# Soon to say Goodbye to the Chrome Exy



## aussietrail (Sep 24, 2004)

Hi Guys,

I will be farewelling my Chrome T30 Exy soon and I had it with me since new when I bought it in January 2003.

It has given me nothing but absolute pleasure and brought a smile to my face every-time I sat in it for a drive, but as with everything else, time for a change 

I kept saying on this forum and others that I am an X-Trail man to the bone, so based on this statement, I have decided to upgrade to the 2011 T31 X-Trail 2.5LT Petrol top of the range Ti Series 4 variant in Red colour :thumbup:

I was waiting for this red colour since the T30 xtrail made its way to Australia and Nissan Australia have just introduced it with the T31 (new shape) exy.

I have received further encouragement to upgrade directly from Nissan Australia CEO who has personally supported and subsidized my upgrade as a recognition for my efforts in running the Australian X-Trail Forum for the last 8 years and I am very honored by such level of support and recognition to which would help me continue my passion with the Exy for many years to come 

Here is a sample photo of my coming exy:










And yes, I will put the Hyper Roof Rails on this exy just like I did with my previous one because Australia didn't import this as an option 

I have to wait for my Red Bull to be manufactured and it will take 3 months to arrive to Australia (or even longer given the latest disaster in Japan)
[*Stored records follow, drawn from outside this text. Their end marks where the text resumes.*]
PR #2350, opened 2026-08-05
fix(command): resolve relative PATH entries against cwd

### LINKED ISSUE #2326: `vp` cannot resolve `node` through a relative PATH entry — breaks Vite+'s own git hooks
## Summary

`vp` fails to resolve `node` when the `PATH` entry containing it is **relative** (e.g. `./node_modules/.bin`), erroring with:

```
error: Cannot find binary path for command 'node'
```

The same directory spelled as an absolute path works fine.

This isn't hypothetical: **Vite+'s own git-hook runner constructs exactly such a relative entry**, so `vp` inside a `pre-commit` hook fails whenever the ambient environment doesn't already provide a `node` of its own — which is the normal case for GUI git clients (VS Code, Tower, Fork).

## Reproduction

Standalone, no hooks involved:

```sh
mkdir vp-relative-path-repro && cd vp-relative-path-repro
echo '{"name":"repro","private":true,"type":"module"}' > package.json
npm install vite-plus@0.2.7 node@24

# absolute PATH entry — works
PATH="$PWD/node_modules/.bin:/usr/bin:/bin" ./node_modules/.bin/vp check
#   Found formatting issues in 1 file …

# relative PATH entry — fails
PATH="./node_modules/.bin:/usr/bin:/bin" ./node_modules/.bin/vp check
#   error: Cannot find binary path for command 'node'
```

The only difference between the two runs is `$PWD/node_modules/.bin` vs `./node_modules/.bin`. `./node_modules/.bin/node` exists and is executable in both, and the working directory is the project root in both.

### A relative entry appears to abort the search, not just be skipped

An absolute `node` **later** on `PATH` does not rescue it:

```sh
PATH="./node_modules/.bin:/usr/bin:/bin:/opt/homebrew/bin" ./node_modules/.bin/vp check
#   error: Cannot find binary path for command 'node'
```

Stay tuned for further updates


----------



## ValBoo (May 19, 2003)

Niiiice 

I hope this one brings you as much fun as the T30 did.
do you plan on modding it ?


----------



## aussietrail (Sep 24, 2004)

Thanks Marc and yes, I plan modding it of course, it's in my blood, however there will be no more performance modifications with this one, as this is a promise I had to make to my wife to get her to agree on us buying it LOL 

The mods will only be cosmetic ones instead


----------



## ValBoo (May 19, 2003)

Headers, exhausts and computors can be very cosmetically beautiful you know


----------



## aussietrail (Sep 24, 2004)

Yeah LOL


----------



## aussietrail (Sep 24, 2004)

*The Red Bull is here!!*

Hi Guys,

Took delivery of my brand new T31 Nissan X-TRAIL Ti Series 4 yesterday 27.6.2011 from the local dealership with Nissan Australia being present and handing me the keys. It was an awesome day indeed and although it took 3 months for our friends in Japan to manufacture this exy for me, it was well worth the wait for sure and it is the first Red T31 X-Trail in Sydney to arrive here, which also attracted attention of many people at the dealership yesterday LOL 

Here are some pics for you.


















































































Time to start modifying the new baby LOL


----------



## kg4ever (May 24, 2011)

grats, Jal~~ the red B is hot~


----------



## aussietrail (Sep 24, 2004)

Thanks mate


----------



## lmac (Mar 21, 2011)

Congrats, looks awesome i wish Canada kept them and no the Rogue


----------



## aussietrail (Sep 24, 2004)

Thanks mate. Yes it is indeed a shame the Nissan Canada decided to stop importing the X-Trail, as it can't be compared to the Rouge at all, completely different class and completely different features. I reckon the X-Trail T31 would have been perfect for the Canadian winter! Compared to the T30, the ride is much more comfortable and smooth, you don't hear any road bumps and the cabin road-noise insulation is perfect on the T31. Not to the mention the many gadgets they have included in this version compared to what we used to get with the T30 8 years ago!! A HUGE improvement indeed.


----------



## ValBoo (May 19, 2003)

Congratulations my friend


----------



## aussietrail (Sep 24, 2004)

Thanks Marc


----------



## jeebus (Nov 3, 2009)

lmac said:


> Congrats, looks awesome i wish Canada kept them and no the Rogue


Yep this is so true I would love to go to a newer Xtrail in place of my 06


----------